Go over the data and copy out each line with "using" in it.

[Stored items]
......
Issue #4677, opened 2026-02-13
Unexpected EOF / TLS close_notify error when calling Vertex AI generate content API


nvnmandadhi:
**Description**

Intermittent (or persistent) connection failure when attempting to send a generateContent request to the Vertex AI endpoint. The client library fails during the TLS handshake/session phase, reporting an unexpected EOF.

**Error sending request for url**

```
(https://us-central1-aiplatform.googleapis.com/v1/projects/<PROJECT_ID>/locations/us-central1/publishers/google/models/gemini-2.5-flash-lite:generateContent?%24alt=json%3Benum-encoding%3Dint)
client error (SendRequest)
connection error
peer closed connection without sending TLS close_notify: https://docs.rs/rustls/latest/rustls/manual/_03_howto/index.html#unexpected-eof
```

coryan:
What method?

coryan:
Are you printing the debug output for the error? (that is, using `{:?}`) or the display output (that is, using `{}`)? I think our errors are much better with `{:?}` and may have more details to troubleshoot things.

coryan:
This is a `PredictionService::generate_content()` call. The client is configured with `AlwaysRetry.with_attempt_limit(3)`, and the request included `.with_attempt_timeout(Duration::from_secs(300))` ...

nvnmandadhi:
> This is a `PredictionService::generate_content()` call. The client is configured with `AlwaysRetry.with_attempt_limit(3)`, and the request included `.with_attempt_timeout(Duration::from_secs(300))` ...

Updated the description including client details.

coryan:
I left this running to see if it will repro:

https://github.com/googleapis/google-cloud-rust/compare/main...coryan:google-cloud-rust:repro-bug-4677

If you think we should change the repro in any way, please let us know.

coryan:
No repro in 1,000 attempts.  We need your help to change the repro: I suspect we are not using large-enough inputs or outputs.

dbolduc:
I said I have seen this error before. I should mention it was from a bidirectional gRPC stream. (of course `reqwest` and `tonic` are both built on top of `hyper` / `h2`)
......
SOLUTION TO THIS PROBLEM:
Are you printing the debug output for the error? (that is, using `{:?}`) or the display output (that is, using `{}`)? I think our errors are much better with `{:?}` and may have more details to troubleshoot things.
No repro in 1,000 attempts.  We need your help to change the repro: I suspect we are not using large-enough inputs or outputs.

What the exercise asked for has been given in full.